Ensemble Ekstasis: Marie Annick Béliveau, Gabriel Dharmoo, Guy Pelletier, Terri Hron, Felix Del Tredici, Elinor Frey, Jess Tsang, with the direction of Sandeep Bhagwati
These three long music performances each started with a question: Can a musical piece be composed with exactly the same process that an artist uses to create their conceptual artworks? Since September, we have worked with three artists to explore new ways of understanding how music can be made out of nothing.
Deborah Carruthers is an artist that explores the various facets of science around the anthropocene to create multi-disciplinary artworks. David Szanto’s work focuses on our personal, intimate relationship to food and eating to create his performances.
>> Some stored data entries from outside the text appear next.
PR #794, opened 2022-07-27
Bug 2060499: Quick create - template with multiple objects

upalatucci:
## 📝 Description

In a follow-up pr, I'll solve this bug also in the wizard using the same function `createAllTemplateObjects`   

In this solution, I use `Promise.all`. This means that if any object creation request fails, it will follow the fail-fast behavior and throw an exception without waiting for the other promise's resolution.

What to do if one object fail?
Maybe some objects have been created and at least one failed. What can we do? We can try to delete the created objects? WDYT?  I can do it in a separate pr

### DIFF
--- a/src/utils/resources/template/utils/helpers.ts
+++ b/src/utils/resources/template/utils/helpers.ts
@@ -4,6 +4,12 @@ import { V1Template } from '@kubevirt-ui/kubevirt-api/console';
 import VirtualMachineModel from '@kubevirt-ui/kubevirt-api/console/models/VirtualMachineModel';
 import { V1VirtualMachine } from '@kubevirt-ui/kubevirt-api/kubevirt';
 import { getAnnotation } from '@kubevirt-utils/resources/shared';
+import {
+  getGroupVersionKindForResource,
+  k8sCreate,
+  K8sModel,
+  K8sResourceCommon,
+} from '@openshift-console/dynamic-plugin-sdk';
 
 import { ANNOTATIONS } from './annotations';
 
@@ -33,3 +39,27 @@ export const replaceTemplateVM = (template: V1Template, vm: V1VirtualMachine) =>
     draftTemplate.objects.splice(vmIndex, 1, vm);
   });
 };
+
+export const createAllTemplateObjects = (
+  template: V1Template,
+  models: { [key: string]: K8sModel },
+  namespace?: string,
+): Promise<K8sResourceCommon[]> =>
+  Promise.all(
+    template.objects.map((object) => {
+      const { group, version, kind } = getGroupVersionKindForResource(object);
+
+      const ref = [group || 'core', version, kind].join('~');
+
+      const model = models[ref] || models[object.kind];
+
+      return k8sCreate<K8sResourceCommon>({
+        model: model,
+        data: produce(object as K8sResourceCommon, (draftObject) => {
+          if (!draftObject.metadata.namespace && namespace) {
+            draftObject.metadata.namespace = namespace;
+          }
+        }),
+      });
+    }),
+  );
--- a/src/views/catalog/utils/quick-create-vm.ts
+++ b/src/views/catalog/utils/quick-create-vm.ts
@@ -1,38 +1,60 @@
+import produce from 'immer';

Angelique Willkie’s choreographies explore personal, autobiographical narratives and minute everyday movements. In their encounters with these artists, the musicians of the Ensemble Ekstasis tried to explore their practice with the ideas the artists gave them: what kind of intimate biological relationship do musicians have with their instruments? How can a musician read another musician’s movements as their score? How can the audience co-create a musical performance with their cellphone cameras? Does your listening change if your tongue senses a different taste? How does our meat and cow culture affect our musicking ? What does really constitute a piece of music – according to the SOCAN?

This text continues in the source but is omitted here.